> Your task:
Only those lines in the data below from the line containing "Add the caller" through the line containing "## Proposed fix", both included, should be restated word for word.

> Information:
##############################

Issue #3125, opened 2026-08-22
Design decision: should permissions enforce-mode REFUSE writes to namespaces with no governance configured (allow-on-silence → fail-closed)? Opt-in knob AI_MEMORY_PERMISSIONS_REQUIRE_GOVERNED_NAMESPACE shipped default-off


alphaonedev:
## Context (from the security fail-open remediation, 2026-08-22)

##############################

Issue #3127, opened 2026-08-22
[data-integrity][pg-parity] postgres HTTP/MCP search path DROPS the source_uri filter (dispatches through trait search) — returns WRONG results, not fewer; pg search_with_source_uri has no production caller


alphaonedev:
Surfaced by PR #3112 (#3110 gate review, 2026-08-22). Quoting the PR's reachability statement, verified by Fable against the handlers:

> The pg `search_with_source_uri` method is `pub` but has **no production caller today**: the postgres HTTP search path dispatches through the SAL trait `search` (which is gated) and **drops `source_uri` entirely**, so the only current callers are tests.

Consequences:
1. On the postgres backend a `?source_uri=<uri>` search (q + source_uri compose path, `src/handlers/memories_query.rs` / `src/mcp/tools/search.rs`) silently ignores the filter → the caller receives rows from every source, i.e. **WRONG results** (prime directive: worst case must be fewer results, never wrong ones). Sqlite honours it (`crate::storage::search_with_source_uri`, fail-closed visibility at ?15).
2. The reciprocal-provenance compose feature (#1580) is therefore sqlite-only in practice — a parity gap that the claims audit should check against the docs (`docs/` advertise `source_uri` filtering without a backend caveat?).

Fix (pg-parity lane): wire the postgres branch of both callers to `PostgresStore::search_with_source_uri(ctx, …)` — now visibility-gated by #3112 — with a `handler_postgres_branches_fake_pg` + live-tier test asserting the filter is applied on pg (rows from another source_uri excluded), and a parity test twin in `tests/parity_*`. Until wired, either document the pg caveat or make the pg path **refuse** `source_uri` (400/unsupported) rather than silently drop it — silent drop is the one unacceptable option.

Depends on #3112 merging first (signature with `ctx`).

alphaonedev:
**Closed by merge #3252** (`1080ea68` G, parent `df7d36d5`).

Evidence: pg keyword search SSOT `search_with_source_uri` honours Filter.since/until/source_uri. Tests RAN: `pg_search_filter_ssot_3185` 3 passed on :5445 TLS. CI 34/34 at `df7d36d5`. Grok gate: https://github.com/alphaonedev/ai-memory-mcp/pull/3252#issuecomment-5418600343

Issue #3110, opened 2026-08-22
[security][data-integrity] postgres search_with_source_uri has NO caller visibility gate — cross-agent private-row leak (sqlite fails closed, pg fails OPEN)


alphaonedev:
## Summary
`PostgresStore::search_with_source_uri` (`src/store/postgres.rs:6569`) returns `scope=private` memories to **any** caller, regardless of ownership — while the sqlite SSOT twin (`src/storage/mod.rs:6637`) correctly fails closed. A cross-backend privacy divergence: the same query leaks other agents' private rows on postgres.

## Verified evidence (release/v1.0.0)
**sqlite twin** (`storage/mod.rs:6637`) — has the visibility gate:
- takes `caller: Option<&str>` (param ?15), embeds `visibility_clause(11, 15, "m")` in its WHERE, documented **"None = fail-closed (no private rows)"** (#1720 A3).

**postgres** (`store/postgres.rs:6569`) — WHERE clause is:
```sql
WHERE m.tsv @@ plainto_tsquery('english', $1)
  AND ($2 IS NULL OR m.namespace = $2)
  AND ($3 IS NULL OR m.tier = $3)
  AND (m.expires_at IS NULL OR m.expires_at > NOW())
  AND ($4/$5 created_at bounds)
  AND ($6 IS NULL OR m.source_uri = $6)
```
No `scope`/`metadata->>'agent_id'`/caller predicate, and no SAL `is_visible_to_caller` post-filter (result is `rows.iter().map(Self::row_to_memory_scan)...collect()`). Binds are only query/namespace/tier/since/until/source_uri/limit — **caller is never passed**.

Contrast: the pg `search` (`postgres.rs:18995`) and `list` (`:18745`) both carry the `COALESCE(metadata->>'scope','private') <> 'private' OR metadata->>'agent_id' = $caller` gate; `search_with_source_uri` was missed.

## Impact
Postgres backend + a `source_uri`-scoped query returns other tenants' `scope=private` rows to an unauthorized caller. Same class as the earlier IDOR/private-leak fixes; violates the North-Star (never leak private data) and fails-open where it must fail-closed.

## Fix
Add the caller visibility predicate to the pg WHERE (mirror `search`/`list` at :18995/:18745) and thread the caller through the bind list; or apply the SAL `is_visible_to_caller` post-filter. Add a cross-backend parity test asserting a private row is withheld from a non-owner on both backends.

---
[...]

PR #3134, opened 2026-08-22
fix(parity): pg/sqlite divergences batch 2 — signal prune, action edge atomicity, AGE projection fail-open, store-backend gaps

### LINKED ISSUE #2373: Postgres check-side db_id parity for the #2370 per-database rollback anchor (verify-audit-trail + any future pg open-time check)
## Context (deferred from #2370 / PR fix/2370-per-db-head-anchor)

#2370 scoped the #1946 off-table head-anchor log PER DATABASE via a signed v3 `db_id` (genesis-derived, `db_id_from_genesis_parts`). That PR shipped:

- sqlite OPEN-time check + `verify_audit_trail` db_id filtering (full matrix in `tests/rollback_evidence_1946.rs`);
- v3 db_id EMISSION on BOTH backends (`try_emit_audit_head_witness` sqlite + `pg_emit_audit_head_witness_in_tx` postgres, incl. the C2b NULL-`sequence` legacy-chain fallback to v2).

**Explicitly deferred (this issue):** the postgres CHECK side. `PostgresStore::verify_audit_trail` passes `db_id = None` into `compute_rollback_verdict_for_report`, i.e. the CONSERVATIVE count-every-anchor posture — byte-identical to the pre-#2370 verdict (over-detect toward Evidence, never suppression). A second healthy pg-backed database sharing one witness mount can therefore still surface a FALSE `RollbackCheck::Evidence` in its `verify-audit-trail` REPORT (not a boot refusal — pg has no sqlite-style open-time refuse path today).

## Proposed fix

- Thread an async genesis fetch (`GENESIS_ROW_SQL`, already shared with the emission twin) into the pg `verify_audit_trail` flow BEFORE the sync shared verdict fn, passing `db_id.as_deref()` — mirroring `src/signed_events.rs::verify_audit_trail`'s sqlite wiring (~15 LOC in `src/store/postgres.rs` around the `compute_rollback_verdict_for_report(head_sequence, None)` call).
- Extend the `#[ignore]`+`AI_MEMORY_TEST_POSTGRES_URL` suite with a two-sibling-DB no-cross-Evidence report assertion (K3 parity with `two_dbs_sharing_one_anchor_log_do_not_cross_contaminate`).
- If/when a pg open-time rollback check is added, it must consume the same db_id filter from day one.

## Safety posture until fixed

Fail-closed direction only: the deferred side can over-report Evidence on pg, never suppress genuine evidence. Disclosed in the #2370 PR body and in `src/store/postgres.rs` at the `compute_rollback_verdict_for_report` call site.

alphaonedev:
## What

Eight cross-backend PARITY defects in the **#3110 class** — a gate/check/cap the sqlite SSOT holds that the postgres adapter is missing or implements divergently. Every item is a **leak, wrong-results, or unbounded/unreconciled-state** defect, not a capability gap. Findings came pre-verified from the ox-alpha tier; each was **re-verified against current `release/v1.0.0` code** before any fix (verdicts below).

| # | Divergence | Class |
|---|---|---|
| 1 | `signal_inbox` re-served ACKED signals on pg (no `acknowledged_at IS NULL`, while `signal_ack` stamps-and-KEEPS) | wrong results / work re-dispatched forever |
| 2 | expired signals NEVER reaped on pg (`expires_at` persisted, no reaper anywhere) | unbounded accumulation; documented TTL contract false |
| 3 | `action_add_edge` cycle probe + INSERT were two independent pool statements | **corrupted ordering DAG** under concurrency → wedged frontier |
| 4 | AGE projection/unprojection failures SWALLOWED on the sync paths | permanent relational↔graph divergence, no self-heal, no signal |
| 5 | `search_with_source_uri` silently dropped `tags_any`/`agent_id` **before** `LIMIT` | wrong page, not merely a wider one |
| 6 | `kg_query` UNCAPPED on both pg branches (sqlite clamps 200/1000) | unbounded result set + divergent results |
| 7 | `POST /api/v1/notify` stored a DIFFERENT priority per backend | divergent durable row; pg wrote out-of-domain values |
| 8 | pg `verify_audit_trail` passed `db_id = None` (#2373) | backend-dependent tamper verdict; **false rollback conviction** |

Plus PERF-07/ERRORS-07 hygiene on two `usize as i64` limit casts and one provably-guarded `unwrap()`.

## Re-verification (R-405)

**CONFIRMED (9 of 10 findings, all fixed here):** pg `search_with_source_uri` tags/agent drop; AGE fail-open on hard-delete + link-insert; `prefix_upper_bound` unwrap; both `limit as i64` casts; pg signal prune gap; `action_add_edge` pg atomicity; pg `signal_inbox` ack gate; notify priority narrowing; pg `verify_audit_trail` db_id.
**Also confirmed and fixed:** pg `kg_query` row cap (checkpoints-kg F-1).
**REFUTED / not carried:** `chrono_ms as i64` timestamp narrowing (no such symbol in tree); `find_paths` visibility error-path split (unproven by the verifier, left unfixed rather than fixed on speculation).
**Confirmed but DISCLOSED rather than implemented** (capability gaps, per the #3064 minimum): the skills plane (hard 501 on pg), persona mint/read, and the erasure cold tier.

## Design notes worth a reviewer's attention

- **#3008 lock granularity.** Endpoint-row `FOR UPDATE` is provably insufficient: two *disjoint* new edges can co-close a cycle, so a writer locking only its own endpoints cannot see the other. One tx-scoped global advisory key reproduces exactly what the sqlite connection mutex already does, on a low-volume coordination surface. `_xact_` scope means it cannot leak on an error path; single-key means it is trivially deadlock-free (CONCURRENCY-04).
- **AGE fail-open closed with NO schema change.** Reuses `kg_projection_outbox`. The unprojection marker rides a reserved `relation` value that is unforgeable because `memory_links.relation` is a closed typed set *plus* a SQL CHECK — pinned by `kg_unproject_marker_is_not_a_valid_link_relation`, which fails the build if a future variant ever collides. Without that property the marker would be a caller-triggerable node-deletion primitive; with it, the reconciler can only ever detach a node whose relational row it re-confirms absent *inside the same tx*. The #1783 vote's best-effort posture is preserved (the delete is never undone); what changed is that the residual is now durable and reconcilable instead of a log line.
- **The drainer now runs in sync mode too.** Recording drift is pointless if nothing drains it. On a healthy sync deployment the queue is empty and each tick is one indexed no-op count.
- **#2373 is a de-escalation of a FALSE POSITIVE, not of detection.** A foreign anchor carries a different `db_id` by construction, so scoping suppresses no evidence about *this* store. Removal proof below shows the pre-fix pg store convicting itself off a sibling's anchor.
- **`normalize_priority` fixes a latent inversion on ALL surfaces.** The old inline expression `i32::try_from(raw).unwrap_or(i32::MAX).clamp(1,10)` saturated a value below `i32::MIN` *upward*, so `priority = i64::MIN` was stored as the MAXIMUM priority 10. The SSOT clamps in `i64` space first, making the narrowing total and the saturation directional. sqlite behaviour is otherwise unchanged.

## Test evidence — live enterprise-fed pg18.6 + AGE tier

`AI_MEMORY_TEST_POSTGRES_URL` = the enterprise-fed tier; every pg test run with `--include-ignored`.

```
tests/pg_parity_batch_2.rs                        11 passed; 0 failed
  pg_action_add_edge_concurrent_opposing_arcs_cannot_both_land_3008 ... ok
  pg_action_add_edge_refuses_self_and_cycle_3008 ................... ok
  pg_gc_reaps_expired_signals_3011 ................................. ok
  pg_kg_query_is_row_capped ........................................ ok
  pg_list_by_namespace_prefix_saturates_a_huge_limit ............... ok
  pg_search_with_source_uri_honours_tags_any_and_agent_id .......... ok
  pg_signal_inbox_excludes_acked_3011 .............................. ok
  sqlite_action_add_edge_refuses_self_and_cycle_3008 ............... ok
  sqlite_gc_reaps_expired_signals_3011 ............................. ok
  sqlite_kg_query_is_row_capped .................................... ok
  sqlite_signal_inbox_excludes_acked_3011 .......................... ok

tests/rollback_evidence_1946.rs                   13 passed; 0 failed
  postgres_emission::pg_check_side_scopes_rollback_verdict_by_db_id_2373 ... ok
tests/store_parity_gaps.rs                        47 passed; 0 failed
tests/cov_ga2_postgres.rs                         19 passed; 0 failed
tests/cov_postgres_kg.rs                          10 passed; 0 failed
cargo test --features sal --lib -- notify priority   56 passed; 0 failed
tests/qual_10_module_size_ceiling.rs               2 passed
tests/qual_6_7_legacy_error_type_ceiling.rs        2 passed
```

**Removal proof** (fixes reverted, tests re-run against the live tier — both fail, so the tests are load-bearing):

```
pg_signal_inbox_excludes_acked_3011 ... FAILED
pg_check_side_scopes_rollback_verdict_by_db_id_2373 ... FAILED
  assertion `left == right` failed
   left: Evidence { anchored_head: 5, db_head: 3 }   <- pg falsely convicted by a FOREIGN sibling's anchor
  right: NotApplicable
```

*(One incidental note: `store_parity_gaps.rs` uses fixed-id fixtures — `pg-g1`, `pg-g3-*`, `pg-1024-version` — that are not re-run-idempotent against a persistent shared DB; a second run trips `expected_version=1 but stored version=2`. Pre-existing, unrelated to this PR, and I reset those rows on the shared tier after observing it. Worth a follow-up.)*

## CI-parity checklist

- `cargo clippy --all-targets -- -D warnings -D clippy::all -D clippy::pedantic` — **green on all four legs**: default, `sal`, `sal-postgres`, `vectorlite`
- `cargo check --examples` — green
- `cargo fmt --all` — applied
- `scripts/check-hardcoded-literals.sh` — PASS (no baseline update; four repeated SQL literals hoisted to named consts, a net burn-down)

##############################

> Solution to this problem:
Add the caller visibility predicate to the pg WHERE (mirror `search`/`list` at :18995/:18745) and thread the caller through the bind list; or apply the SAL `is_visible_to_caller` post-filter. Add a cross-backend parity test asserting a private row is withheld from a non-owner on both backends.

---
[...]

PR #3134, opened 2026-08-22
fix(parity): pg/sqlite divergences batch 2 — signal prune, action edge atomicity, AGE projection fail-open, store-backend gaps

### LINKED ISSUE #2373: Postgres check-side db_id parity for the #2370 per-database rollback anchor (verify-audit-trail + any future pg open-time check)
## Context (deferred from #2370 / PR fix/2370-per-db-head-anchor)

#2370 scoped the #1946 off-table head-anchor log PER DATABASE via a signed v3 `db_id` (genesis-derived, `db_id_from_genesis_parts`). That PR shipped:

- sqlite OPEN-time check + `verify_audit_trail` db_id filtering (full matrix in `tests/rollback_evidence_1946.rs`);
- v3 db_id EMISSION on BOTH backends (`try_emit_audit_head_witness` sqlite + `pg_emit_audit_head_witness_in_tx` postgres, incl. the C2b NULL-`sequence` legacy-chain fallback to v2).

**Explicitly deferred (this issue):** the postgres CHECK side. `PostgresStore::verify_audit_trail` passes `db_id = None` into `compute_rollback_verdict_for_report`, i.e. the CONSERVATIVE count-every-anchor posture — byte-identical to the pre-#2370 verdict (over-detect toward Evidence, never suppression). A second healthy pg-backed database sharing one witness mount can therefore still surface a FALSE `RollbackCheck::Evidence` in its `verify-audit-trail` REPORT (not a boot refusal — pg has no sqlite-style open-time refuse path today).

## Proposed fix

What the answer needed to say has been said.